▶ [Work to be completed] Within the listing below, show every line that contains the word "available".

▶ [Data for this task]
Issue #31, opened 2016-04-03
Make Rock-on links consistent


phillxnet:
When clicking on the names of Rock-ons I think it should link to the upstream project, not the docker maintainers page. This way users will get to see what they are to install not the details of the packager / docker container.
However it would also be nice to acknowledge the origin of the docker container so I propose to normalize this info by having the subtitle of each Rock-on name via a "by" entry the docker maintainer. This is already done in for example the current Plex Rock-on but in that same case we don't link to the Plex site via the name.
Summary:
Names link to upstream projects ie as with Syncthing currently.
subtitles (below names) identify that the system is "Continous File Synchronization" but optionally adds "docker image by ......". This way we cover both options where the more technical can search for the docker maintainer but the general title link serves the initial upstream link to the main project.

phillxnet:
Can we have input on this idea as I still think it stands up. Plus it would good to get this expected behaviour in place sooner rather than later. Especially as our current list of Rock-ons is now quite large.

phillxnet:
Including a quote from 'closed as duplicate' issue by @seffyroff towards this discussion:

_"Right now browsing the Catalog of Rockons is very sparse. I don't know the source of the Rockon (whose Plex comtainer is that) without looking in Github at the contents of the .json. I don't know the version number, or last update version - these are important :)"_

Thanks @seffyroff .

FroggyFlox:
Hi @phillxnet ,

I think that's a good idea and does make more sense as it allows the user to get more information on what this Rock-on actually does. I also agree that we need to keep a good description of the image's particularities especially as we now have more and more projects with multiple Rock-ons (Owncloud for instance).
Should we push for a more homogenous use of the `"description:` object in the JSON file, with some sort of quick template?
We also have the `"version"` object that could be used further to help alleviate this problem.

phillxnet:
I think all descriptions should contain example share names so it just makes for an easier experience. So definitely that. I think all the early ones did have this and it got missed as we went on.
Also keen on formalising within the json as then all new rock-ons can be vetted to contain this and we can problematically extract with more reliability. Potentially properly offering a Web-UI component that reflects this element as an auto create if non existent option with a warning if it already exists. This would also make redundant the bespoke inclusion of this info within a description.

As to the version element. Yes that one has seen some attention; see:
[Enhancement - Rockons] Add current Rock-on version on Rock-ons table
https://github.com/rockstor/rockstor-core/issues/1636
where @MFlyer also submitted a pr:
[...]

PR #155, opened 2018-08-14
Add nginx rockon

JasonTarka:
Use the official nginx image, but users will need to add a `default.conf` file to their nginx config share for the server to work. This is required as the mounted volume will shadow the `config` directory in the container that nginx tries to read the config file from.

### DIFF
--- a/nginx.json
+++ b/nginx.json
@@ -1,0 +1,44 @@
+{
+	"nginx": {
+		"description": "Open source reverse proxy server for HTTP, HTTPS, SMTP, POP3, and IMAP protocols, as well as a load balancer, HTTP cache, and a web server.",
+		"version": "1.0.0",
+		"website": "https://www.nginx.com/",
+		"icon": "https://cdn-1.wp.nginx.com/wp-content/themes/nginx-theme/assets/img/logo.svg",
+		"more_info": "At startup the config file named default.conf gets created in the config volume if the directory is empty. Extend it with your own custom configuration.<br/>An example configuration file can be found <a href='https://www.nginx.com/resources/wiki/start/topics/examples/full/'>in the nginx wiki</a>. The config volume can be refered as <pre>/config</pre>",
+		"containers": {
+			"nginx": {
+				"image": "jtarka/nginx",
+				"tag": "latest",
+				"launch_order": 1,
+				"ports": {
+					"80": {
+						"description": "HTTP port",
+						"host_default": 1080,
+						"label": "HTTP port",
+						"protocol": "tcp",
+						"ui": true
+					},
+					"443": {
+						"description": "HTTPS port.",
+						"host_default": 1443,
+						"label": "HTTPS port",
+						"protocol": "tcp",
+						"ui": true
+					}
+				},
+				"volumes": {
+					"/config": {
+						"description": "Choose a Share for the nginx configuration. Eg: create a Share called nginx-config for this purpose alone.",
+						"label": "Config Storage",
+						"min_size": 10240
+					},
+					"/usr/share/nginx/html": {
+						"description": "Choose a Share for the files that nginx will serve (HTML, JavaScript, etc.). Eg: create a share called nginx-data for this purpose alone.",
+						"label": "Served Content Storage",
+						"min_size": 102400
+					}
+				}
+			}
+		}
+	}
+}
--- a/nginx.json
+++ b/nginx.json
@@ -1,10 +1,10 @@
 {
 	"nginx": {
-		"description": "Open source web server for HTTP, HTTPS, SMTP, POP3, and IMAP protocols, as well as a load balancer, HTTP cache, and a reverse proxy server.<p>Advanced users only: You must <a href='https://gist.github.com/JasonTarka/63d632b5633fb0840cdfb3b56a14d388'>add a default config file to your "Config Storage" share.</a>.</p><p>Based on the official Nginx docker image: <a href='https://hub.docker.com/_/nginx' target='_blank'>https://hub.docker.com/_/nginx</a>.</p>",
+		"description": "Open source web server for HTTP, HTTPS, SMTP, POP3, and IMAP protocols, as well as a load balancer, HTTP cache, and a reverse proxy server.<p>Advanced users only: You must <a href='https://gist.github.com/JasonTarka/63d632b5633fb0840cdfb3b56a14d388' target='_blank'>add a default config file to your Config Storage share.</a>.</p><p>Based on the official Nginx docker image: <a href='https://hub.docker.com/_/nginx' target='_blank'>https://hub.docker.com/_/nginx</a>.</p>",
 		"version": "1.0.0",
 		"website": "https://www.nginx.com/",
 		"icon": "https://cdn-1.wp.nginx.com/wp-content/themes/nginx-theme/assets/img/logo.svg",
-		"more_info": "You must <a href='https://gist.github.com/JasonTarka/63d632b5633fb0840cdfb3b56a14d388'>create a default config file</a> in the Config Storage share before starting this Rockon, which you can extend with your own custom configuration.<br/>For advanced users, an example configuration file can be found <a href='https://www.nginx.com/resources/wiki/start/topics/examples/full/'>in the nginx wiki</a>. The config volume is mounted at <pre>/etc/nginx/conf.d/</pre>",
+		"more_info": "You must <a href='https://gist.github.com/JasonTarka/63d632b5633fb0840cdfb3b56a14d388' target='_blank'>create a default config file</a> in the Config Storage share before starting this Rockon, which you can extend with your own custom configuration.<br/>For advanced users, an example configuration file can be found <a href='https://www.nginx.com/resources/wiki/start/topics/examples/full/' target='_blank'>in the nginx wiki</a>.",
 		"containers": {
 			"nginx": {
 				"image": "nginx",
@@ -23,7 +23,6 @@
 						"host_default": 1443,
 						"label": "HTTPS port",
 						"protocol": "tcp",
-						"ui": true
 					}
 				},
 				"volumes": {
--- a/nginx.json
+++ b/nginx.json
@@ -1,6 +1,6 @@
 {
 	"nginx": {
-		"description": "Open source web server for HTTP, HTTPS, SMTP, POP3, and IMAP protocols, as well as a load balancer, HTTP cache, and a reverse proxy server.<p>Advanced users only: You must <a href='https://gist.github.com/JasonTarka/63d632b5633fb0840cdfb3b56a14d388' target='_blank'>add a default config file to your Config Storage share.</a>.</p><p>Based on the official Nginx docker image: <a href='https://hub.docker.com/_/nginx' target='_blank'>https://hub.docker.com/_/nginx</a>.</p>",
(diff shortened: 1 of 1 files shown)


magicalyak:
Jason, I don't know if this was an old one or one I did before but I had this in my testing folder.  It's linuxserver based (which we prefer due to stability) and if you can verify it, feel free to take credit and submit it.

{
    "nginx": {
        "containers": {
            "nginx": {
                "image": "linuxserver/nginx",
                "launch_order": 1,
                "ports": {
                    "80": {
                        "description": "HTTP port. Suggested default: 80",
                        "host_default": 80,
                        "label": "HTTP port"
                    },
                    "443": {
                        "description": "HTTPS port. Suggested default: 443",
                        "host_default": 443,
                        "label": "HTTPS port"
                    }
                },
                "volumes": {
                    "/config": {
                        "description": "Choose a Share for configuration. Eg: create a Share called nginx-config for this purpose alone.",
                        "label": "Config Storage"
                    }
                },
                "environment": {
                    "PUID": {
                        "description": "Enter a valid UID to run with. It must have full permissions to all Shares mapped in the previous step.",
                        "label": "UID",
                        "index": 1
                    },
                    "PGID": {
                        "description": "Enter a valid GID to use along with the above UID. It(or the above UID) must have full permissions to all Shares mapped in the previous step.",
                        "label": "GID",
                        "index": 2
		                }
                }
            }
        },
        "description": "nginx by Linuxserver.io",
        "more_info": "This Container is a simple nginx webserver configured with default and ssl, and all relevant config files moved out the user via the config directory for ultimate control. it contains some of the basic php-packages. and is built on our internal nginx baseimage.",
	      "volume_add_support": true,
        "website": "https://hub.docker.com/r/linuxserver/nginx/",
        "version": "1.0"
    }
}

nfriedly:
I just coppied @magicalyak's config and it seems to be working for me. I mapped a different share to /config/www to separate my config from my content.

I'll also mention that there is now an official docker nginx image: https://hub.docker.com/_/nginx/ 

The Linuxserver.io image includes php support, so it might make more sense to name it something like php-nginx and have both available as separate rock-ons.

phillxnet:
@JasonTarka Thanks for the Rock-on submission and apologies for the significant delay.
I'm happy to merge this but I think @nfriedly has a good point in that if there is now an official nginx docker image then it should have the plain nginx name. Let me know if I've missed something obvious here however.

@magicalyak Thanks for yet another review, fancy submitting your json via another pr and giving it an appropriate linuxserver name with @nfriedly php suggestion added maybe?

I'm going to label this "help needed" as we need a consensus on where to go with it.

My suggestion is we name this one after it's image at least ie:
"nginx-jtarka"
however if we have other Rock-ons with more popular images then maybe we should keep duplication to a minimum.

Suggestions welcome.

magicalyak:
@phillxnet you want me to submit a new PR based on linuxserver.io or should we use this one?  JsaonTarka, we try to avoid using self-managed repos when possible but it's not a hard rule.  Also, we've organically adopted linuxserver.io repos when possible (this isn't official but is a trend).  For copying files, I use Dockerfile and something like an entrypoint.sh  if you want take a look at magicalyak/pocketmine (I'm honestly having some issues with the program but the dockerfile and entrypoint.sh work fine.  You can see it copies server.properties and even downloads and unzips a file).  The other container that does this is the letsencrypt one I think.  I'd use these as examples.  The json won't copy files but the dockerfile and scripts it calls certainly can.

phillxnet:
@JasonTarka Thanks for the clarification and chuffed you are still up for contributing. And yes I think we do care about providing a default config as I think many users would appreciate an 'up and running' variant to a blank / broken one. And if they can deal with a blank variant then they can also deal with a skeleton one, but the reverse is not true, ie greater target audience if we are up and running directly after install. Oh and re image selection: what @magicalyak said as they have greater experience than me in building docker images and authoring Rock-ons. However given @magicalyak offer above I think we can have both options if you are game. See later in this comment.

@magicalyak  Thanks for you input on this one. Much appreciated.
Yes I think submitting an appropriately named linuxserver.io image based nginx Rock-on would be great as we know where we are with those and they have a well deserved reputation. So if you want to pop that in with an obvious name then that would be great. And for those that know less of what image (Rock-on in this case) to chose I again second @nfriedly's suggest that we emphasise either in name or more appropriately in description that it's PHP capable as that will be a key indicator of choice for some.

@JasonTarka So given @magicalyak looks to be up for rolling our 'friendly' variant of nginx based on a well know docker image, maybe there is also a place for an 'advanced' official variant but with a clear indication in the Rock-on description that it is 'broken' out of the door. I.e:

"This official nginx docker image based Rock-on has no default configuration and will therefore not work until one is provided within the given share (show-shares-root-mount-point-here ). Advanced nginx admin use only."

type thing; or what ever better wording you can come up with.

That way, if you are game, we can span the gamut. @magicalyak's friendly batteries included linuxserver.io variant and your vanilla 'no config' variant for those that wish to start from scratch using the official docker image only.

Are we all agreed that these two options can co-exist as long as we name and describe them for what they are?

magicalyak:
Good with me, I'll create a new nginx for the linuxserver.io

JasonTarka:
If you're okay with it not working out of the box, then I'm okay with it using the official nginx image. I can completely understand not wanting to use some random person's containers, if for no other reason than the potential security issues it could cause.

I'll update this PR to change the image name, and make the description tell the user what they need to do, including a link to a sample config file they can drop in.

phillxnet:
@JasonTarka Thanks for your efforts on this and for accommodating the 'advanced' end of our nginx user base. Would be great to put this one to bed.

nginx.json
```diff
@@ -0,0 +1,44 @@
+{
+	"nginx": {
+		"description": "Open source reverse proxy server for HTTP, HTTPS, SMTP, POP3, and IMAP protocols, as well as a load balancer, HTTP cache, and a web server.",
```
phillxnet:
```suggestion
		"description": "Open source web server for HTTP, HTTPS, SMTP, POP3, and IMAP protocols, as well as a load balancer, HTTP cache, and a reverse proxy server.<p>Advanced users only: You must <a href='https://gist.github.com/JasonTarka/63d632b5633fb0840cdfb3b56a14d388'>add a default config file to your "Config Storage" share.</a>.</p><p>Based on the official Nginx docker image: <a href='https://hub.docker.com/_/nginx' target='_blank'>https://hub.docker.com/_/nginx</a>.</p>",
```

phillxnet: @JasonTarka I know it's been some time but we now have a different format we are attempting to add to all existing and future Rock-ons. Linking to the docker image used is part of that format.

nginx.json
```diff
@@ -0,0 +1,44 @@
...
+						"description": "HTTPS port.",
+						"host_default": 1443,
+						"label": "HTTPS port",
+						"protocol": "tcp",
+						"ui": true
+					}
+				},
+				"volumes": {
+					"/etc/nginx/conf.d": {
+						"description": "Choose a Share for the nginx configuration. Eg: create a Share called nginx-config for this purpose alone.<br/>You must <a href='https://gist.github.com/JasonTarka/63d632b5633fb0840cdfb3b56a14d388'>add a default config file</a>.",
```
phillxnet:
```suggestion
						"description": "Choose a Share for the nginx configuration. Eg: create a Share called nginx-config for this purpose alone.",
```

phillxnet: I've moved the link for your example config from the share description to the general description as links are not processed in the tooltip used against each share.

phillxnet:
@magicalyak It's been a while but I find myself in this pr again and thought I'd drag up the following prior chat of our:

> @magicalyak Thanks for you input on this one. Much appreciated.
> Yes I think submitting an appropriately named linuxserver.io image based nginx Rock-on would be great as we know where we are with those and they have a well deserved reputation. So if you want to pop that in with an obvious name then that would be great. And for those that know less of what image (Rock-on in this case) to chose I again second @nfriedly's suggest that we emphasise either in name or more appropriately in description that it's PHP capable as that will be a key indicator of choice for some.

Might be nice to extend our 'developer' Rock-ons range.

phillxnet:
@JasonTarka we have had a potential renewed interest in this pull request from @mikey0000 in the following issue:
https://github.com/rockstor/rockstor-core/issues/2129
Let us know if you are game to pick this up again with my recent suggestions otherwise we can start over in a new pr from where I unfortunately neglected this pull request from way back.

JasonTarka:
This is outside the scope of this PR, but is the standard now to manually include a link to the image in the description?

It feels like that's something that could (and probably should) be pulled dynamically from the `containers` config. Generating the links would improve consistency (especially visual), reduce manual effort, and lessen the chances of the links becoming stale if the selected image changes.

FroggyFlox:
> This is outside the scope of this PR, but is the standard now to manually include a link to the image in the description?


You are correct; see Issue #31 for the history and origin for this.


> It feels like that's something that could (and probably should) be pulled dynamically from the `containers` config. Generating the links would improve consistency (especially visual), reduce manual effort, and lessen the chances of the links becoming stale if the selected image changes.


That is an excellent idea and something that should be implemented. Would you mind opening an issue for that in the [rockstor-core repository](https://github.com/rockstor/rockstor-core/issues) (as this is where the changes would need to be made)? This way we can keep track of it and make it available for somebody to start working on it if desired.

nginx.json
```diff
@@ -0,0 +1,44 @@
...
+						"label": "HTTP port",
+						"protocol": "tcp",
+						"ui": true
+					},
+					"443": {
+						"description": "HTTPS port.",
+						"host_default": 1443,
+						"label": "HTTPS port",
+						"protocol": "tcp",
+						"ui": true
```
phillxnet:
```suggestion
```

nginx.json
```diff
@@ -0,0 +1,44 @@
+{
+	"nginx": {
+		"description": "Open source web server for HTTP, HTTPS, SMTP, POP3, and IMAP protocols, as well as a load balancer, HTTP cache, and a reverse proxy server.<p>Advanced users only: You must <a href='https://gist.github.com/JasonTarka/63d632b5633fb0840cdfb3b56a14d388'>add a default config file to your "Config Storage" share.</a>.</p><p>Based on the official Nginx docker image: <a href='https://hub.docker.com/_/nginx' target='_blank'>https://hub.docker.com/_/nginx</a>.</p>",
```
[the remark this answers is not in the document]
JasonTarka: Easy to miss, though I'd have thought there'd be some tests to catch that. If I find the time, I'll see what needs to be done to add some.

JasonTarka:
> > It feels like that's something that could (and probably should) be pulled dynamically from the `containers` config. Generating the links would improve consistency (especially visual), reduce manual effort, and lessen the chances of the links becoming stale if the selected image changes.
> 
> That is an excellent idea and something that should be implemented. Would you mind opening an issue for that in the [rockstor-core repository](https://github.com/rockstor/rockstor-core/issues) (as this is where the changes would need to be made)? This way we can keep track of it and make it available for somebody to start working on it if desired.

Created an issue to track this: rockstor/rockstor-core/issues/2131

magicalyak:
I just realized you had pinged my on this @phillxnet and it's been a while, is the nginx proxy rockon sufficient for our needs at this point or should i push forward with the linuxserver.io one?

phillxnet:
@magicalyak Hello again. Re:

> ... is the nginx proxy rockon sufficient for our needs at this point or should i push forward with the linuxserver.io one?

I think it would be great to have both this one, nearly done, and a beginner friendly linuxserver.io one as the latter would presumably run as selectable non root user with default config and PHP and what not. This one servers better those that want to use the official nginx docker image and their own or @JasonTarka example config.

So if you are still game then it would be great to also have a linuxserver.io nginx one, we just need to name it accordingly as discussed earlier in this thread.

Thanks for the response and being willing to submit yet another Rock-on.

phillxnet:
@JasonTarka, @FroggyFlox, @magicalyak, and @nfriedly 

I've now added commit bb584d291cb56fd0d45417e13993fafadf8c3053 to complement this pr's now merged json and am about to publish.

Thanks to all.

▶ [Task answer]
The Linuxserver.io image includes php support, so it might make more sense to name it something like php-nginx and have both available as separate rock-ons.
That is an excellent idea and something that should be implemented. Would you mind opening an issue for that in the [rockstor-core repository](https://github.com/rockstor/rockstor-core/issues) (as this is where the changes would need to be made)? This way we can keep track of it and make it available for somebody to start working on it if desired.
> That is an excellent idea and something that should be implemented. Would you mind opening an issue for that in the [rockstor-core repository](https://github.com/rockstor/rockstor-core/issues) (as this is where the changes would need to be made)? This way we can keep track of it and make it available for somebody to start working on it if desired.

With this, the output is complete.